* Problem *
The expected answer is a copy of every line in the listing that has the word "must".

* Extracted records *
PR #2278, opened 2026-07-27
port(wasm): change default to --stack-first

marxin:
I noticed some failure tests on my Arch Linux system and apparently, starting with LLVM 22
(https://github.com/llvm/llvm-project/pull/166998), the default got adjusted to `--stack-first`. Given that, I am changing the default.


lapla-cogito (approved):
Ah, I hadn't noticed that, thanks! Regarding the PR title, while there's a discussion thread on Zulip about whether to use prefixes like "feat" for ports stuff, we currently use "port(wasm)" for all cases.

marxin:
> Zulip about whether to use prefixes like "feat" for ports stuff, we currently use "port(wasm)" for all cases.

Sure, let's use it then ;)

PR #2279, opened 2026-07-27
ci: build ubuntu-cross image natively

mati865:
It's a typo from https://github.com/wild-linker/wild/pull/2046


davidlattimore (approved):
Thanks for noticing it :)

PR #2282, opened 2026-07-28
test: add testing on Arch Linux

marxin:


marxin:
Blocked by #2283.

.github/workflows/ci.yml
davidlattimore: Do you think we should update all the other jobs to use the new images too? That way we're not running with a mix of images from two different builds. I did try to find a way to define the image version just once in the file, but never really found a good way.

marxin: Sure, adjusted.

marxin: Tried researching a bit, and it seems there's no easy way how to define a reusable constant.

davidlattimore (approved):

mati865 (approved):

PR #2292, opened 2026-07-29
feat: evaluate the modulo operator in linker scripts

vishruth-thimmaiah:
Implement the modulo operator(`%`) in arithmetic operations in linker scripts.

### DIFF
--- a/wild/tests/sources/elf/linker-script-assert-pass/linker-script-assert-pass.ld
+++ b/wild/tests/sources/elf/linker-script-assert-pass/linker-script-assert-pass.ld
@@ -14,7 +14,14 @@ ASSERT(1 == 1, "1 == 1 must always be true");
 
 /* Arithmetic assertion */
 ASSERT(1 + 1 == 2, "arithmetic must work");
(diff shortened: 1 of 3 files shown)


wild/tests/sources/elf/linker-script-assert-pass/linker-script-assert-pass.ld
```diff
@@ -14,6 +14,7 @@ ASSERT(1 == 1, "1 == 1 must always be true");
 
 /* Arithmetic assertion */
 ASSERT(1 + 1 == 2, "arithmetic must work");
+ASSERT(12 % 10 == 2, "modulo must work");
```
davidlattimore: Can you also test that we have the same behaviour as the other linkers with regard to negative numbers?

vishruth-thimmaiah: Fixed, I've modified the PR to use `wrapping_rem` instead, I also fixed division with negative numbers.

davidlattimore (approved):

* Task output *
@@ -14,7 +14,14 @@ ASSERT(1 == 1, "1 == 1 must always be true");
 ASSERT(1 + 1 == 2, "arithmetic must work");
@@ -14,6 +14,7 @@ ASSERT(1 == 1, "1 == 1 must always be true");
 ASSERT(1 + 1 == 2, "arithmetic must work");
+ASSERT(12 % 10 == 2, "modulo must work");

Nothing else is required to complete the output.